### ASSIGNMENT
Lines of the data that contain the word "pages" are the ones to copy.

### LISTED ENTRIES
PR #1151, opened 2018-10-22
Add support for Page Cover Image field

mendelB:
### What does this PR do?

This PR adds the new Page `coverImage` field to the Page Entity JSON serializer.

The format is copied from the Campaign [`coverImage` field](https://github.com/DoSomething/phoenix-next/blob/03a3b0200d1c26c1b005dad87cd225d7ea32fcb0/app/Entities/Campaign.php#L123) aside from the `landscapeUrl` which I figured we wouldn't need.

#1150


weerd:
> The format is copied from the Campaign coverImage field aside from the landscapeUrl which I figured we wouldn't need.

I think we actually _do_ want the `landscapeUrl`, since these images will show up at the top of an article page and landscape style is MUCH better for that kind of layout.

PR #1152, opened 2018-10-22
Add cover image

mendelB:
### What does this PR do?

This PR adds the optional Cover Image prop to content pages `GeneralPage` and outputs the Cover Image in landscape format.

A couple of things I did which are hopefully correct:
- I omitted to pass a format option to the `contentful_image_url` helper, allowing editors the discretion of choosing images that work well, without any cropping on our part.
- used a `LazyImage` here for a more graceful image load
- set the `alt` attribute to the assets `description`, defaulting to `'Page Cover Image'`
- placed the Cover Image *under* the horizontal rule. (should it be on top instead? As more of a heading to the article?)

### Checklist

* [ ] Documentation added for new features/changed endpoints. (*will add post merge*)

image

image

image

(Here's how it could look on top of the rule:)
image

### DIFF
--- a/resources/assets/components/pages/GeneralPage/GeneralPage.js
+++ b/resources/assets/components/pages/GeneralPage/GeneralPage.js
@@ -5,6 +5,7 @@ import PropTypes from 'prop-types';
 import classnames from 'classnames';
 
 import Enclosure from '../../Enclosure';
+import LazyImage from '../../utilities/LazyImage';
 import Byline from '../../utilities/Byline/Byline';
 import ContentfulEntry from '../../ContentfulEntry';
 import AuthorBio from '../../utilities/Author/AuthorBio';
@@ -26,6 +27,7 @@ const GeneralPage = props => {
     authors,
     title,
     subTitle,
+    coverImage,
     content,
     sidebar,
     blocks,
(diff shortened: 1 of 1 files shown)


weerd:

### SOLUTION BELOW
This PR adds the optional Cover Image prop to content pages `GeneralPage` and outputs the Cover Image in landscape format.
--- a/resources/assets/components/pages/GeneralPage/GeneralPage.js
+++ b/resources/assets/components/pages/GeneralPage/GeneralPage.js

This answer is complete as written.